Wow indeed...how did you get so close up of the moon.


----------



## Mathias13 (Apr 15, 2008)

me three...first word was 'wow'..nicely captured


----------



## Renair (Apr 15, 2008)

Turned out well indeed, was that taken with your 500-1000mm lens?


----------



## Antarctican (Apr 15, 2008)

Jaw dropping stuff, to get such detail.  :hail:


----------



## astrostu (Apr 15, 2008)

Thanks for the compliments.  Here're the basic steps I used:

*Equipment*
- dSLR camera
- really big lens (4.877 m focal length, 0.61 m aperture (f/8))

*Camera Settings*
- 1/60th sec
- remote control


*Steps*

(1)  Takin' lots of pictures, since at that focal length, I have a field of view much smaller than the moon's size.

(2)  Set all the RAW pictures to the same color/brightness settings in Adobe Camera RAW, exporting as 16-bit TIF files.

(3)  Use AutopanoPro to stitch the 23 photos together, again in 16-bit and saving as uncompressed TIF.

(4)  Bringing the output into Photoshop.  Desaturate.  Scale down in size to something standard (in this case, the moon being 100" in diameter).  Convert to a Smart Layer.  Adjust levels and curves non-destructively.  Add an Unsharp Mask smart filter, in this case a 150% filter at 7.5 px (since my seeing was worse than 1 arcsec, otherwise the filter should've been at 4 px (see below)).

(5)  Flatten and shrink in size.  Keep in mind that the best seeing on Earth from a reasonable site is about 1 arcsec.  Since the moon is 30 arcmin in diameter, then the highest resolution you can expect where each pixel contains unique information is 1800 px in diameter vs the 7200 that I was editing it at.  In this case, I saved the final JPG to post with the moon being 720 px across for purposes of posting here.


----------



## EricBrian (Apr 15, 2008)

You stitched this image together?
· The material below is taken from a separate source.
PR #7260, opened 2022-02-17
Fix bad imports

WiXSL:
I don't know if this is used


packages/ra-core/src/dataProvider/getFetchType.ts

Wow. So very nice.


----------



## mdcrisp2000 (Apr 15, 2008)

astrostu said:


> (5)  Flatten and shrink in size.  Keep in mind that the best seeing on Earth from a reasonable site is about 1 arcsec.  Since the moon is 30 arcmin in diameter, then the highest resolution you can expect where each pixel contains unique information is 1800 px in diameter vs the 7200 that I was editing it at.  In this case, I saved the final JPG to post with the moon being 720 px across for purposes of posting here.


That flew straight over my head, but it's an awesome shot nonetheless. Astonishing detail.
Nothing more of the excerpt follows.